Müziği doğru dinlemek
Bu dönem çok açılan müzik okulları var. Anne ve babaların çocuklarını müziğe yönlendirmesi lazım. İlla ki bir enstrüman çalmasına gerek yok. Bu okullarda müziği doğru dinlemeyi öğrenmeli. Müzik algısı, göz gibi, damak gibi eğitilebilir bir şeydir. Kulağı eğitmek gerekiyor. İşin gerçeği biz şov unsuru içinde müziği kaybettik. Dünyada bu böyle değil. Tabi ki şov unsuru var. Ama gerçek müziğin korunduğu bir yapı söz konusu.
Son üç albüm daha olgun
Her şeyden önce ilk albümde deneysellik var. Biraz daha sancılı geçiyor. Neyi nasıl yapmanız gerektiğine karar veriyorsunuz. Ama artık daha rahatım ve kolay. Şunu söyleyebilirim son üç albüm çok daha olgun ve kendinden emin albümler. Ya herkese ulaşmak, çevrenizi genişletmek için ortalamayı düşüreceksiniz. Yada rafine işler yapacaksınız. Sizi bilen, güvenen insanlar bu işe gözü kapalı girecek. Ben hep ikinci yolu tercih ettim. Daha rafine yaşamayı tercih ediyorum.
Tek şarkıyla anılmak tüm dünyada yaşanıyor
Bazı şarkılar vardır.

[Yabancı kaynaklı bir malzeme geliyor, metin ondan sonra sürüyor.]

PR #334, opened 2021-11-19
Solution

dariia-romanova:
[DEMO LINK](https://dariia-romanova.github.io/js_task_parse_list_DOM/)

### DIFF
--- a/src/scripts/main.js
+++ b/src/scripts/main.js
@@ -1,3 +1,50 @@
 'use strict';
 
-// write code here
+function convertToNumber(str) {
+  return str.split('').filter(element => {
+    if (isNaN(+element)) {
+      return false;
+    }
+
+    return true;
+  }).join('');
+}
+
+const listOfEmployees = document.querySelector('ul');
+
+function sortList(list) {
+  const children = list.children;
+  const employees = [...children];
+
+  employees.sort((employee1, employee2) => {
+    const salary1 = employee1.dataset.salary;
+    const salary2 = employee2.dataset.salary;
+
+    return convertToNumber(salary2) - convertToNumber(salary1);
+  });
+
+  list.innerHTML = `
+  ${employees.map(employee => (`
+    <li
+      data-position = "${employee.dataset.position}"
+      data-salary = "${employee.dataset.salary}"
+      data-age = "${employee.dataset.age}"
+    >${employee.innerHTML.trim()}
+    </li>`
+  )).join('')}`;
+}
+
+function getEmployees(list) {
+  const children = list.children;
+  const employees = [...children];
+
+  return employees.map((employee) => ({
+    name: employee.innerHTML.trim(),
+    position: employee.dataset.position,
+    salary: employee.dataset.salary,
+    age: employee.dataset.age,
+  }));
+}
+
+sortList(listOfEmployees);
+getEmployees(listOfEmployees);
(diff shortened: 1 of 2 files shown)


SerhiiKirik (approved):
Good approach 🔥

src/scripts/main.js
```diff
@@ -1,3 +1,50 @@
...
+  list.innerHTML = `
+  ${employees.map(employee => (`
+    <li
+      data-position = "${employee.dataset.position}"
+      data-salary = "${employee.dataset.salary}"
+      data-age = "${employee.dataset.age}"
+    >${employee.innerHTML.trim()}
+    </li>`
+  )).join('')}`;
+}
```
AlinaMatuschak, line 35: this function name is sortList. But there you also change dom. Maybe better rename function or change dom outside on the bottom of the file?

src/scripts/main.js
```diff
@@ -1,3 +1,50 @@
...
+  const employees = [...children];
+
+  employees.sort((employee1, employee2) => {
+    const salary1 = employee1.dataset.salary;
+    const salary2 = employee2.dataset.salary;
+
+    return convertToNumber(salary2) - convertToNumber(salary1);
+  });
+
+  list.innerHTML = `
```
AlinaMatuschak, line 26: try use insertAdjacentHTML

src/scripts/main.js
```diff
@@ -1,3 +1,50 @@
...
+function getEmployees(list) {
+  const children = list.children;
+  const employees = [...children];
+
+  return employees.map((employee) => ({
+    name: employee.innerHTML.trim(),
+    position: employee.dataset.position,
+    salary: employee.dataset.salary,
+    age: employee.dataset.age,
+  }));
```
AlinaMatuschak, line 46:
```suggestion
  return employees.map((employee) => ({
    name: employee.innerHTML.trim(),
    ...person.dataset,
  }));
```

src/scripts/main.js
```diff
@@ -1,3 +1,50 @@
...
+
+    return true;
+  }).join('');
+}
+
+const listOfEmployees = document.querySelector('ul');
+
+function sortList(list) {
+  const children = list.children;
+  const employees = [...children];
```
AlinaMatuschak, line 17:
```suggestion
  const employees = [...list.children];
```

src/scripts/main.js
```diff
@@ -1,3 +1,50 @@
...
+  return employees.map((employee) => ({
+    name: employee.innerHTML.trim(),
+    position: employee.dataset.position,
+    salary: employee.dataset.salary,
+    age: employee.dataset.age,
+  }));
+}
+
+sortList(listOfEmployees);
+getEmployees(listOfEmployees);
```
AlinaMatuschak, line 50: this function returns employees with names. But you don't use this value 🤔

AlinaMatuschak (changes requested):
try to use employees obj with names to update dom

src/scripts/main.js
dariia-romanova: But I need to replace html rather than add it. Can't I use innerHTML in this case?

AlinaMatuschak: You can leave default list

AlinaMatuschak (approved):
🔥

Frank Sinatra dünya starı ama iki şarkıyla anılır. Dünyada çok örneği var. Sekiz albüm yapıp, 100’ün üzerinde şarkı besteleyip “Yaz aşkım”la anılmak beni sadece besteci olarak incitiyor. Ama ben o psikolojiyi yendiysem, başka bestelerimin de olduğunu biliyorsam, başka insanların da bunu bilmesi lazım. Bu benim kaderim değil, dünyada müzik yapan insanların kaderi.
Şiddet kader değil
EGE, 2012 yılında pilot bölgesi Ankara olan “Gelincikler” projesiyle şiddet gören kadınların haklarının savunulacağını anlattı. Ege şunları söyledi:
“2011 yılı, projeler için hazırlıkla geçti. 2012 yılı projelerin hayata geçirileceği yıl olacak. “Gelincikler” projesiyle ilgili bir singlemız vardı.Ankara Barosu, Ankara Valiliği ve Kadından Sorumlu Devlet Bakanlığı’nın ortaklaşa yürüttüğü bir proje. Şiddet gören kadınların korunması, rehabilitesi ve hukuksal haklarıyla ilgili. Onun sözünü ve müziğini yazdık, klibini çektik. 2012 yılının başlarında da, klip gösterilmeye başlanacak. Pilot bölge Ankara. Şiddet mağduru kadın 444 43 06’yı aradığında bir saat içinde doktor, avukat, polis, ambulans aynı anda geliyor.
Türkiye’de bir ilk
Fiziksel darp söz konusu ise hastane masrafları ücretsiz karşılanıyor. Psikolojik destekle birlikte ifadesi alınıyor ve ikiye ayrılıyor. Birinci kısım kalacağı güvenli bir yer yoksa, güvenli bir yer tahsis ediliyor, iş bulunuyor. İş bulana kadar maaş bağlanıyor. İkinci aşamada boşanma, nafaka gibi konuları baro ücretsiz olarak takip ediyor.”